CMO.com: To what extent can you do that at scale, and how does that deliver ROI? How do you explain to your board that this is a route to making money, when it just looks like sink for funds?

Quoirin: There are different routes to selling it. Consumers’ expectation that service comes for free is just the world that we now live in. So there’s a baseline of expectations and, if you don’t meet them, you’re out of the picture. That’s one way to justify it.

Looking at scale, you only need to equip consumers with the language—they need to go and do this for themselves. If you provide a network of services for people, just simply tell them about what they’ve gained each time. It’s no more work or expense than what you’re doing already in terms of understanding how well you’re doing on customer service. It’s just a simple change of mindset.

If you want to get your message out through the voice of the consumer at scale, then arguably it’s difficult to think about social in terms of ROI. But if you look at picking the right network, picking the right demographic, and giving them something genuinely unique, it’s going to pay for itself.

Thinking about that in slightly different terms, we’ve done some work around the role of empathy and emotion and what they’re worth to a brand. We’ve shown that the stronger the level of empathy and the deeper the emotional connection, the far greater the likelihood is that the consumer will look for more information about your brand, purchase your brand, and arguably more importantly, share whatever it is about your brand. Shareability is probably the biggest indicator that you’re looking for and you can absolutely see that emotional intensity drives share.

So if you talk about something that is emotional and deeply personal to the consumer, even if it’s not an emotional topic, and you understand how they want to talk about it, then you’ll create a reason for them to talk about themselves and to talk about you.

Unfortunately, unless you make that leap of faith, and allow the consumer to take control, it’s going to be a struggle. But if you do take the leap, you’ll spend the same amount of money as you would have done on building a beautiful campaign, but you’ll give consumers the means to talk about it in their own emotional terms.

CMO.com: Anthony Thomson of Metro Bank—and now Atom Bank—says the secret of Metro is that their most engaged customers are the ones who self-serve. Is that the sort of thing you’re talking about? You give people the language and tools to do things themselves, and they go away and do it, and feel good about the transaction.
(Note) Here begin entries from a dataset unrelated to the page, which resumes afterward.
PR #8942, opened 2022-06-13
perf(declarative) use luajit serializer for lmdb

bungle:
### Summary

Replaces `cjson` based serializer with LuaJIT `string.buffer` serializer.

### DIFF
--- a/kong/db/declarative/marshaller.lua
+++ b/kong/db/declarative/marshaller.lua
@@ -1,118 +1,33 @@
+local buffer = require "string.buffer"
+
+
+local encode = buffer.encode
+local decode = buffer.decode
+
+
 local _M = {}
 
 
-local cjson = require("cjson.safe")
-local tostring = tostring
-local tonumber = tonumber
-local type = type
-local fmt = string.format
-local sub = string.sub
-local cjson_encode = cjson.encode
-local cjson_decode = cjson.decode
-
-
-local TYPES_LOOKUP = {
-    number  = 1,
-    boolean = 2,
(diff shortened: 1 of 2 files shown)


kong/db/declarative/marshaller.lua
```diff
@@ -1,118 +1,33 @@
...
-    table   = 4,
-}
+local buffer = require "string.buffer"
 
 
-local marshallers = {
-    shm_value = function(str_value, value_type)
-        return fmt("%d:%s", value_type, str_value)
-    end,
+local encode = buffer.encode
```
flrgh, line 4: Nice! I had been meaning to try this out myself.

I wonder if it's possible to use the `dict` optimization that the docs describe here:

https://github.com/openresty/luajit2/blob/124ff8dcf4ec0c158fcf7b44efbffc9093656f6c/doc/ext_buffer.html#L463-L487

(can't seem to find a published version of this html)

Adding some field names from core entities would probably be a performance win. The only downside is the list has to be fairly static or else we risk the persisted data becoming unreadable. I guess maybe we could store the list as metadata in lmdb too (in pure json or some other format that is guaranteed to be forward-safe).

bungle: @flrgh, yes dict optimization for sure, need to analyze the data a bit to compile nice dictionary. Perhaps we can do it in different PR though.

bungle:
Seems to be green now, other than the `perf` tests which have been broken for known reasons.

fffonion (approved):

Quoirin: Completely. Irrespective of whether your consumers are engaged by what you do or not, the reality is they’re going to go it alone in as many instances as they can.

Our lives are run by the apps that support us, so there’s simply no excuse for not being in control of our lives. And where once control was seen as being a control-freak, now it’s chic and aspirational: “I’m in control, I should be in control, I want everybody to see I’m optimising my life.”

Of all the aspirations consumers have today, that is probably the most important. You have to put consumers in a position of controlling your brand, and hope they’re engaged enough to help that run. Inevitably, just by acknowledging them, your best consumers will do a lot of the talking for you.

CMO.com: And that plays into the idea of ego-driven content that you talked about? Quoirin: Only one of the revolutions was specifically about the ego, but in a way they all are. Why, for example, do we want personal over personalised? You could argue that’s just semantics, but it’s not. Personalised is just functional. It exists through big data usage, but it almost feels like the antidote to the concierge society we’ve come to love.

For consumers, it’s all about me, and if you look at their expectation, it’s that everyone will collaborate so that whatever their heart desires, it’s only one click away. They don’t care about your brand; all they care about is that you know who to partner with to make their access to you faster, better, cheaper, totally optimised.

In the same way, our desire for apps to make predictions is about control. We don’t care how clever a brand is with their technology, we just care that they’ve thought enough about what they need to do to help me learn so that I can be the best version of myself. So all routes lead to the consumer first.